The present meta-analysis has some limitations that warrant consideration. First, only three RCTs could be included [16, 25, 30]. These RCTs were, however, limited by factors such as an imprecise description of methods for randomization and concealment, with the possible effect of introducing bias. On the other hand, the blinding of the incision would not have been possible in the clinical setting and, although it might introduce a significant source of bias among the investigators, it is most likely that patients lack any knowledge of the possible effects based on incision technique when subjectively evaluating the outcome. Due to the limited number of RCTs, a pure meta-analysis was performed only on a small number of patients and on a subset of outcomes. However, when including also the studies with a comparative study design in a mixed-method meta-analysis, the direction and significance of the results for each outcome were not altered. Moreover, the meta-analysis of purely RCTs showed a more evident effect of vertical incision compared with oblique incision in terms of increased risk of a clinically relevant IPSB injury, which strengthens the findings. Another limitation was that only some of the included studies reported a clear description of the surgical treatment and/or evaluation methods.
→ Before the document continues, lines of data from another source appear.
PR #121, opened 2015-01-08
Logging timestamp

sinsinpub:
Simple implementation that adds a time stamp prefix to each log line.

### DIFF
--- a/shadowsocks-csharp/Controller/Local.cs
+++ b/shadowsocks-csharp/Controller/Local.cs
@@ -61,6 +61,7 @@ namespace Shadowsocks.Controller
         public void Stop()
         {
             _listener.Close();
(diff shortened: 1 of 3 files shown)


clowwindy:
Please also remove test code:

     // Console.WriteLine("Shadowsocks stopped");

sinsinpub:
It's not a 'test code', in fact, I added it after testing logging modifications.
I have commented it out 'cause I wonder if it is really necessary to log 'stop event'. Especially after adding the time-stamp, I think it should be closed like a 'start-stop tag' to make it clear: when the service stops. But just for restart event, it becomes annoying :disappointed:

clowwindy:
Thanks, merged

PR #122, opened 2015-01-08
Download new version automatically

kookxiang:
It will use proxy to check new version and download the latest version to temporary folder.
and it will open the zip file after download complete


clowwindy:
Currently we don't have any code signature or anything similar mechanics to protect against malware. Auto download and execution is dangerous. User interaction is required for now.

PR #187, opened 2015-03-10
Added support for assigning folder where ss_polipo.exe and polipo.conf are extracted

EraserKing:
This change aims to solve issues when system temp folder is not writable, or executing files from temp folder is blocked.

It added two command line arguments: /SameFolderForPolipo and /PolipoFolder.
If no arguments is used, ss_polipo.exe and polipo.conf are still extracted to temp folder as usual. User should not feel difference.
If /SameFolderForPolipo is used, these two files are extracted to the same folder where Shadowsocks.exe is located.
If /PolipoFolder <path> is used, these two files are extracted to the folder specified here.

### DIFF
--- a/shadowsocks-csharp/Controller/PolipoRunner.cs
+++ b/shadowsocks-csharp/Controller/PolipoRunner.cs
@@ -19,8 +19,33 @@ namespace Shadowsocks.Controller
 
         static PolipoRunner()
         {
-            // temppath = Path.GetTempPath();
-            temppath = Environment.CurrentDirectory;
+            temppath = Path.GetTempPath();
+            string[] commandLineArgs = Environment.GetCommandLineArgs();
+            for (int i = 0; i < commandLineArgs.Length; i++)
+            {
+                string commandLineArg = commandLineArgs[i];
+                if (commandLineArg.ToLower() == "/SameFolderForPolipo".ToLower())
+                {
+                    temppath = Environment.CurrentDirectory;
+                }
+                if (commandLineArg.ToLower() == "/PolipoFolder".ToLower())
+                {
+                    if (i == commandLineArgs.Length - 1)
+                    {
+                        System.Windows.Forms.MessageBox.Show("Polipo folder not specified.", "Error", System.Windows.Forms.MessageBoxButtons.OK, System.Windows.Forms.MessageBoxIcon.Error);
+                        throw new Exception("Polipo folder not specified");
+                    }
+                    else if (!IsDirectoryValid(commandLineArgs[i + 1]))
+                    {
+                        System.Windows.Forms.MessageBox.Show("Polipo folder not valid.", "Error", System.Windows.Forms.MessageBoxButtons.OK, System.Windows.Forms.MessageBoxIcon.Error);
+                        throw new Exception("Polipo folder not valid");
+                    }
+                    else
+                    {
+                        temppath = commandLineArgs[i + 1];
+                    }
+                }
+            }
             try
             {
                 FileManager.UncompressFile(temppath + "/ss_polipo.exe", Resources.polipo_exe);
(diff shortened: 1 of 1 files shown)


EraserKing:
Well, it seems AppVeyor ran into some trouble fetching source code...

shadowsocks-csharp/Controller/PolipoRunner.cs
```diff
@@ -20,6 +20,32 @@ class PolipoRunner
         static PolipoRunner()
         {
             temppath = Path.GetTempPath();
+            string[] commandLineArgs = Environment.GetCommandLineArgs();
+            for (int i = 0; i < commandLineArgs.Length; i++)
+            {
+                string commandLineArg = commandLineArgs[i];
+                if (commandLineArg.ToLower() == "/SameFolderForPolipo".ToLower())
```
wenhx: You should use String.Equals(string a, string b, StringComparison comparisonType) <https://msdn.microsoft.com/en-us/library/t4411bks(v=vs.110).aspx>

shadowsocks-csharp/Controller/PolipoRunner.cs
```diff
@@ -20,6 +20,32 @@ class PolipoRunner
...
             temppath = Path.GetTempPath();
+            string[] commandLineArgs = Environment.GetCommandLineArgs();
+            for (int i = 0; i < commandLineArgs.Length; i++)
+            {
+                string commandLineArg = commandLineArgs[i];
+                if (commandLineArg.ToLower() == "/SameFolderForPolipo".ToLower())
+                {
+                    temppath = Environment.CurrentDirectory;
+                }
+                if (commandLineArg.ToLower() == "/PolipoFolder".ToLower())
```
wenhx: Same as above.

shadowsocks-csharp/Controller/PolipoRunner.cs
```diff
@@ -20,6 +20,32 @@ class PolipoRunner
...
+                {
+                    if (i == commandLineArgs.Length - 1)
+                    {
+                        System.Windows.Forms.MessageBox.Show("Polipo folder not specified.", "Error", System.Windows.Forms.MessageBoxButtons.OK, System.Windows.Forms.MessageBoxIcon.Error);
+                        throw new Exception("Polipo folder not specified");
+                    }
+                    else if (!IsDirectoryValid(commandLineArgs[i + 1]))
+                    {
+                        System.Windows.Forms.MessageBox.Show("Polipo folder not valid.", "Error", System.Windows.Forms.MessageBoxButtons.OK, System.Windows.Forms.MessageBoxIcon.Error);
+                        throw new Exception("Polipo folder not valid");
```
wenhx: Is here and the line 36 thrown exception will crash the process?

shadowsocks-csharp/Controller/PolipoRunner.cs
```diff
@@ -122,5 +148,24 @@ private int GetFreePort()
             }
             throw new Exception("No free port found.");
         }
+
+        public static bool IsDirectoryValid(string path)
```
wenhx: This method does not appear to be called?

shadowsocks-csharp/Controller/PolipoRunner.cs
EraserKing: All right. I'll open a new pr later.

shadowsocks-csharp/Controller/PolipoRunner.cs
EraserKing: yes

shadowsocks-csharp/Controller/PolipoRunner.cs
EraserKing: see line 38

clowwindy:
I think this is not necessary since temp folder is not expected to be read only.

With regard to the evaluation of nerve injury and the assessment of outcome, the methods varied significantly among studies. A clinical evaluation was commonly performed, whereas only one trial performed an electrophysiological evaluation to assess IPBSN injury objectively [25]. It should be emphasized that the definition and evaluation of injury to the IPBSN was highly heterogeneous among the included studies, which means that the evidence obtained from this meta-analysis should be interpreted with care. Because of the heterogenous definitions of hypoesthesia and the variable evaluation methods, it is unclear if sensory disturbance clinically affects the patient’s outcome. However, an oblique incision technique minimizes the potential risk for an inferior patient satisfaction by decreasing the risk of iatrogenic injury to the IPBSN during hamstring tendon harvest. This should be taken into account in the planning of every procedure using HTs tendons to reduce the potential adverse events related and patient discomfort related to the surgery.

Conclusion

The risk of iatrogenic injury to the IPBSN during HT harvest was significantly greater when a vertical incision was performed rather than an oblique or a horizontal incision. However, the incision technique did not influence clinical outcome or patient satisfaction after ACL reconstruction. Care is recommended during the HT harvest procedure in order to minimize the risk of iatrogenic injury to the IPBSN.